Some of Trump's closest advisers waged a public fight against Romney, calling him a traitor who could not be trusted. By the time Trump selected Rex Tillerson to run the State Department, Romney looked embarrassed.
His critics viewed that moment as telling. "Consider him kissing up to Trump post-election and the ways in which his 'duty' always coincided with self-promotion," tweeted Adam Jentleson, a senior adviser to Nevada Democrat Harry M. Reid, the ex-Senate majority leader who constantly ridiculed Romney in 2012.
The most unfulfilling path for a Sen. Romney — the one that somehow splits the difference between disdain for Trump and toeing the line — is the one that most Republicans have chosen.
Younger Republicans such as Rubio and Sen. James Lankford (R-Okla.) have at times taken strong positions that seemingly poise them to torpedo a key nomination, only to quietly back away a few weeks later. Sometimes they denounce Trump's confrontational tweeting style — but retreat when pressed about how far they would like to see the congressional investigations go in examining the 2016 Trump campaign's ties to Russia.

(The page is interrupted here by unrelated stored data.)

Issue #47, opened 2018-03-21
reading some wavetables from SD card


PantalaLabs:
Hello guys

I'm developing an oscillator that have many wavetables that dont fit into board memory.
I cna load then from SD card because this operation is made in "stand by" mode , so I can stop all oscillators and change my wavetables .
But , I cant figure out how to read a new wavetable that wasnt loaded at compile time.
Any clue ?

Thank you!!

tfry-git:
This is not currently possible with Oscil (at least not on AVR), because that assumes that the wavetable is stored in flash memory. Instead, when loading from SD card, you'll have it in RAM. If you feel adventurous, you could try modifying the CONSTTABLE_READ macro (globally, or - safer - only in Oscil.h) to simply read a value from a plain RAM address (as done for ESP8266, in hardware_defines.h).

There are currently some ideas for extensions to Oscil, and possibly an option to this effect could be implemented as well (but I'm not yet sure, whether / how that can be done).

PantalaLabs:
Thank you for the explanation.
I'll study the macro and if I found a solution , I write a topic here .

adrianfreed:
You might be able to add other methods that handle a non-const table pointer type?
Then you wouldn’t need a macro, probably just an array index.

tomcombriat:
Hi, sorry for the delayed response.

Have you tried? I had the feeling #48 would allow that but I have to say that I did not try or looked closely into it nor was implicated in it, but as it can read from RAM now…

PR #48, opened 2018-03-22
Replace CONSTTABLE_READ with a template-based (inline) function that …

tfry-git:
…will

- work with addresses in both RAM and flash
- automatically pick the correct pgm_read_XXX_near variant() based on data type

The main point is to allow implementing Oscillator and Sample template classes that
can work on custom data types (int16_t, float, etc.), and also allow to work with
samples stored in RAM.

See also https://github.com/sensorium/Mozzi/issues/47
and the related discussion in https://github.com/sensorium/Mozzi/pull/44

@adrianfreed So this is what I think should enable you to implement higher resolution oscillators as a template class. What do you think?


adrianfreed:
I like this a lot. I would suggest adding the case of 8byte sizeof for double. It took a while but in a few years we will have a lot of native float and double CPUs running Arduino code. What I like about your template is that is generalizes Oscil to the point it can be extended to do granular synthesis for example. I think if I can templatize the return type of the index functions and the private table pointer we will have a powerful "separation of concerns" between the storage and the indexing and phase computations.

adrianfreed:
My fork has your template and now the higher resolution template. I haven't tested it thoroughly yet. . I am not happy with the design. I default to const int8_t for backwards compatibility. It seems to me that the table size can be inferred at compile time. For that matter can't we also infer the base element type from the  argument pointer to the table? If this is true it would simplify the API (and break the current one).

tfry-git:
I did not add sizeof(T)==8, so far, because there is no pgm_read-variant for that. But it should be possible to do using two reads. However, I also just realized that my macro will do a wrong cast when reading floats. I'll have to look into the correct magic for that...

About automatic type inference, I usually shy away from that if I can, but that's probably, because I don't understand it well enough. I don't think table size can be inferred in all cases. Consider the guy talking about reading wavetables from SD card. Suppose he wants to use a dynamically allocated buffer for that. That would leave only a naked pointer to the compiler. Not sure, why it would actually matter, though? Can you post a minimal pseudo-example?

So far I had assumed that you'd be creating an all separate template, and the current Oscil would be re-defined a partial specialization of that. Not sure, whether that is the only or best way to go, but I would argue that keeping the current API intact is a hard requirement.

adrianfreed:
I have no problem with keeping the current API intact. The kind of generalization I am talking about (with granular synthesis) expands the scope to the point that even the name Oscil is too narrow. It is  really about efficient tabulated function evaluation with high resolution phasors. I will reflect on this and experiment for a while before producing a pull request. It's an interesting return for me to questions of expressivity and simplicity for these signal processing and synthesis functions.

tfry-git:
Ok, understood. Just in case, I'll also point you to the Sample-class. Not sure, this can reasonably be merged into the same code-base, but from a cursory look, probably it can. Also the optional interpolation will make a lot of sense for Oscillators, too, when value resolution is (much) higher than temporary resolution.

tfry-git:
@sensorium Ok, this one has become more complex than I would have hoped. I _think_ I got it now, and testing is successful. However, I would not be all that surprised, if this needs tweaking for some architecture in the future. To support this, I'd like to add a small test-case somewhere (which I have used for testing locally: It simply initializes various data types in flash and RAM, then prints them to Serial to make sure they are retrieved, correctly). But - where to put it? This is not really suitable as an "example", as it does not do anything a user would have to worry about.

(For the time being, here it is:)
```
#include <MozziGuts.h>

CONSTTABLE_STORAGE(byte) a[] = { 1 };
CONSTTABLE_STORAGE(int8_t) b[] = { 2 };
CONSTTABLE_STORAGE(uint8_t) c[] = { 3 };
CONSTTABLE_STORAGE(int16_t) d[] = { 4 };
CONSTTABLE_STORAGE(uint16_t) e[] = { 5 };
CONSTTABLE_STORAGE(int32_t) f[] = { 6 };
CONSTTABLE_STORAGE(uint32_t) g[] = { 7 };
CONSTTABLE_STORAGE(float) h[] = { 8.8 };
CONSTTABLE_STORAGE(double) i[] = { 9.9 };

byte ram_a[] = { 1 };
int8_t ram_b[] = { 2 };
uint8_t ram_c[] = { 3 };
int16_t ram_d[] = { 4 };
uint16_t ram_e[] = { 5 };
int32_t ram_f[] = { 6 };
uint32_t ram_g[] = { 7 };
float ram_h[] = { 8.8 };
double ram_i[] = { 9.9 };

void setup() {
  Serial.begin(9600);
}

void loop() {
   Serial.println("Flash reads");
   Serial.println(FLASH_OR_RAM_READ(a));
   Serial.println(FLASH_OR_RAM_READ(b));
   Serial.println(FLASH_OR_RAM_READ(c));
   Serial.println(FLASH_OR_RAM_READ(d));
   Serial.println(FLASH_OR_RAM_READ(e));
   Serial.println(FLASH_OR_RAM_READ(f));
   Serial.println(FLASH_OR_RAM_READ(g));
   Serial.println(FLASH_OR_RAM_READ(h));
   Serial.println(FLASH_OR_RAM_READ(i));
   Serial.println("RAM reads");
   Serial.println(FLASH_OR_RAM_READ(ram_a));
   Serial.println(FLASH_OR_RAM_READ(ram_b));
   Serial.println(FLASH_OR_RAM_READ(ram_c));
   Serial.println(FLASH_OR_RAM_READ(ram_d));
   Serial.println(FLASH_OR_RAM_READ(ram_e));
   Serial.println(FLASH_OR_RAM_READ(ram_f));
   Serial.println(FLASH_OR_RAM_READ(ram_g));
   Serial.println(FLASH_OR_RAM_READ(ram_h));
   Serial.println(FLASH_OR_RAM_READ(ram_i));
   delay (2000);
}
```

sensorium:
How about a new folder extras/tests?

sensorium:
Just some slight anxiety as the code develops ahead of my ability/time to follow it at present - are the changes going to make it more difficult for learners to get a handle on how Oscil (or Sample, if they're combined) works?  Will there be default template parameters that can be ignored by beginners?  
Part of the reason for Sample being seperate (for example) is that it's easier conceptually than having an all-purpose oscillator with lots of buried functions, requiring in-depth knowledge.  Learners already complain that Mozzi has a "strange syntax", since templates are unfamiliar to many...

tfry-git:
Understood. Well, this PR in itself should not change anything. Regular users will never get in touch with this. (And indeed it looks rather terrible, but the whole point is to be able to re-write pgm_read_XYZ_near() with a more templating friendly FLASH_OR_RAM_READ<const int8_t>() (or whatever other type).

But of course, yes this PR is here to enable a more flexible implementation of Oscil and/or Sample. Regarding this, let's see what @adrianfreed can come up with. I think, quite naturally, this will introduce new choices, importantly between staying a 8bit integers or going upwards, and between staying in flash, or going to RAM (which would enable playing samples from SD, for instance).

But it should also be no problem to keep Oscil and Sample fully intact, only I suppose they might internally become an "alias template" i.e. essentially a typedef for a special flavor of the new more flexible template. Similarly, I suppose it should be no problem to provide aliases such as Oscil16 or RAMOscil16 for some of the more obvious alternative specializations users might want to try.

adrianfreed:
The currently envisaged changes don't make the API any harder to understand.  const/program memory is a complexity bump in the road for people to cover eventually so abstracting away the details in a portable way only helps the beginner keep their eyes on the prize. I will teach shortly with things pretty much as they are as I don't have a good sense yet of what difficulties people meet
when the encounter the code. My sense is that C++ isms are not easy to grasp from examples and that Arduino libraries which are becoming increasingly sophisticated in their use of C++ are quite a hurdle for beginners.  The Mozzi library is interesting to me precisely because it appears to be possible to grow it to take advantage of faster processors without losing all the efficiency programming for the 8-bit machines.  This is why I tweaked for the 8MHz in the low end. Many of the wearable boards I teach with use 32u4s at the lower speed for LiPo voltage levels. I know it's possible to combine sampling and oscillation because Max/MSP, for example, already does this (in an interpreted environment). They use a storage/access separation of concerns. Their storage abstraction is called a "buffer."   I have no idea if doing this would result in something harder or easier to understand for beginners. The diversity of the Arduino community is making it hard to know what a beginner might know any more. They are all climbing the learning curve so fast these days.

adrianfreed:
Incidentally, I am a big fan of templates for efficiency programming and their use is long overdue  in embedded systems programming. I jumped on them in the early days and wrote a paper with a colleague on  how they can also improve the legibility of sound synthesis code (https://pdfs.semanticscholar.org/ddcb/697c482d8cf329963e7d1d72bf31a2ea5413.pdf). It may be interesting to think of Mozzi as leading a positive move towards them rather than resorting to an apologetic stance.

tfry-git:
@sensorium You voiced scepticism. Is it ok for me to merge this one?

sensorium:
Yep, merge when you're ready.

PR #49, opened 2018-05-09
Adding possibility to use MCP4922 with Mozzi

tomcombriat:
This enables possibility to use MCP4922 SPI DAC with Mozzi. If wanted, this can be chosen in mozzi_config.h. This will print a warning message at compilation. This allows a true DAC output, even with slow running devices, hence a lesser need for post filtering.

A port can easily be made for other MCP DAC, but I do not have the hardware to test them.

SPI and MCP49XX libraries has to be installed to use this feature.


tfry-git:
Hi!

Thanks a lot for your patch. Supporting external DACs is certainly an interesting extension.

Unfortunately, your patch includes a huge amount of whitespace changes. I assume these happened in your editor, automatically. But the result is that it is near impossible to see what your patch is actually changing. Please try to fix this, somehow, possibly by using a different editor, and / or configuring your editor to use tabs instead of spaces for indentation (the indentation style throughout the Mozzi library). Please look at the resulting diff!

I suggest to back out the change to Oscil.h. I don't think it does what you mean it to do. Higher resolution Oscillators are something we are actively thinking about (esp. @adrianfreed), but we really need a solid solution, here, which should be discussed, separately.

I do understand you have only a certain type of DAC to test with, but I suggest to keep the macro- and file-naming generic. Others are likely to expand on your code, eventually, and then it seems rather likely that all external DACs (or at least those connected via SPI) will need very similar code.

tomcombriat:
Hi Thomas,

Thanks for taking time to give suggestions!

I did a few changes in order to take into account your advices:
  - I backed up Oscil.h to original: I was not intending anything but this was a unwanted modifications that remained from previous tests
  - I changed the name of the patch in order to make it more generic for all SPI DAC from the MCP49XX series. It is now easy to change the type of DAC used in AudioConfigMCP49XX.h
  - I cleared the unwanted whitespaces (sorry for that!).

If you have any further suggestions please tell me.

AudioConfigMCP49XX.h
```diff
@@ -0,0 +1,17 @@
+#ifndef AUDIOCONFIGMCP49XX_H
```
tfry-git: I suggest naming this file AudioConfigExternalDAC, so that it will be easier to add further DACs in the future (without creating a separate file for each).

MozziGuts.cpp
```diff
@@ -35,6 +35,9 @@
 #include <uart.h>
 #include <Ticker.h>
 #endif
+#ifdef __DAC_MCP__
```
tfry-git: For consistency, please move this to MozziGuts.h (where all the other AudioConfigXYZ.h are included).

MozziGuts.cpp
```diff
@@ -89,6 +92,12 @@ CircularBuffer <unsigned int> output_buffer2; // fixed size 256
 #endif
 
 #if IS_AVR() // not storing backups, just turning timer on and off for pause for teensy 3.*, other ARMs
+#ifdef __DAC_MCP__   // in case an external MCP4922 dac is used.
```
tfry-git: Just an idea: If you move this function to the AudioConfig(DAC).h-file, it will be easier to support additional DAC without even touching MozziGuts.cpp, in the future.

What about also supporting stereo output, though (`#if (STEREO_HACK == true)`)? From the data sheet, the MCP9422 is dual channel, so that would be an obvious use case, no? Perhaps define one output function for mono, and a separate for stereo.

Oscil.h
```diff
@@ -58,7 +58,8 @@ The usage is:
 char2mozzi.py infilename outfilename tablename samplerate
 */
 //template <unsigned int NUM_TABLE_CELLS, unsigned int UPDATE_RATE, bool DITHER_PHASE=false>
-template <uint16_t NUM_TABLE_CELLS, uint16_t UPDATE_RATE>
+template <uint16_t NUM_TABLE_CELLS, uint16_t UPDATE_RATE> //mozzi original
```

Less than two years ago, Romney said this of Trump: "He's playing the American public for suckers. He gets a free ride to the White House and all we get is a lousy hat."
If he winds up in that somewhere-in-between spot in the Senate, it will be a disappointment to those who hailed that speech against Trump in March 2016. It will probably be an even greater disappointment to himself.